[Opening PROVIDED DATA section]

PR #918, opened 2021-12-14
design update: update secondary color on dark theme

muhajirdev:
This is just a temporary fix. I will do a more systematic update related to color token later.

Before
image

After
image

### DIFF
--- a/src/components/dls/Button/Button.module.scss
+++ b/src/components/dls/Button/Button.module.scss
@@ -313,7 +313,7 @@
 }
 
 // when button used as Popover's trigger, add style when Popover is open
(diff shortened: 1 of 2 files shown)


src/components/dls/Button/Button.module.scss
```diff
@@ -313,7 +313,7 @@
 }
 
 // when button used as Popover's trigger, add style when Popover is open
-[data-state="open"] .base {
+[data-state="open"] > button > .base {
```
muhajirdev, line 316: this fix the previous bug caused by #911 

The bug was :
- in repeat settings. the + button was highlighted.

[Closing PROVIDED DATA section]
[Opening PROVIDED DATA section]

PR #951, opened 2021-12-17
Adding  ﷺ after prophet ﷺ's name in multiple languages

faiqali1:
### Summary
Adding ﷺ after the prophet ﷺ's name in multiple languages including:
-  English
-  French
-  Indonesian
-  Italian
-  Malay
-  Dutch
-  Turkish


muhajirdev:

[Closing PROVIDED DATA section]

YOUR ASSIGNMENT | Apply a filter to the listing above so that only lines with "scss" are kept, and copy those lines.

YOUR SOLUTION |
--- a/src/components/dls/Button/Button.module.scss
+++ b/src/components/dls/Button/Button.module.scss
src/components/dls/Button/Button.module.scss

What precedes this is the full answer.